Specifically, Donovan pointed to how AT&T owning content might increase traffic to its retail stores. “One of our wireless strengths is that our ‘close rates’ in stores are up,” he said, pointing to the rate at which shoppers exit AT&T stores with a new line of wireless service. “We want more traffic in the store. If we have a tentpole [movie] release from the studio, we can find a way to integrate it in stores and drive traffic. We found the synergy. So basic things that video does, like drive traffic and hours of consumption, become assets for us to acquire value and ARPU [average revenue per user] and retain customers. And we really are hitting our stride in how to move those currencies across franchises. So, we're really thrilled about what this can do for broadband and for mobility."

Donovan may have been referencing AT&T’s promotional efforts around last year’s “Justice League” movie from Warner Bros. AT&T promoted the film—which featured comic book characters including Batman, Superman and Wonder Woman—through a variety of activities and events in AT&T stores around the country.

Indeed, AT&T’s Stephenson explained that the company—thanks in part to its acquisition of DirecTV and Time Warner—today counts 170 million direct-to-customer relationships. Those relationships stretch from sales of wireless services to streaming services like DirecTV Now and HBO Now.

“We’ve now assembled the ingredients for a modern media company,” Stephenson said, adding that the company will work to increase the number of its direct-to-consumer relationships and expand sales through those relationships.

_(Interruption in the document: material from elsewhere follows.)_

Issue #179, opened 2024-03-11
With one video in an iFrame, Clover's canvas doesn't fill the container.


tpendragon:
We embed viewers via iFrames, so we rely on viewers filling the container they're in. It looks like clover doesn't have a containing div that expands to fill, and instead you can pass the height of the canvas (which may vary.) I've chatted about this a little with y'all, but thought it'd be good to record a ticket.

Interestingly, AT&T’s Donovan also explained how the company might eke out additional revenues from those direct-to-consumer relationships. He said that, in both AT&T’s wireless business and in its video business, the company is working to introduce services at a variety of price points in order to engage with customers at various levels. "What we're trying to do is differentiate the product in ways that don't have to do with speeds, megabytes or rack-rate pricing. So, what we're really focused on is product engagement,” he said. “We’re kind of spreading the offers to fit budgets and engagement. You've seen that in wireless and I would point out to you that that pattern may look familiar in video. We're trying to find various price points, engagements and content combinations that fit everybody's budget, so that everybody feels that they're getting value.”

Just last month AT&T introduced two new unlimited data plans—called Unlimited &More and Unlimited &More Premium—that offer more pricing options. Similarly, on the video side, AT&T introduced a $15-per-month WatchTV service that’s less expensive than AT&T’s DirecTV Now service. And AT&T promised to launch a more expensive premium streaming video option later this year. “Now all of a sudden you have a whole series of products,” Donovan said.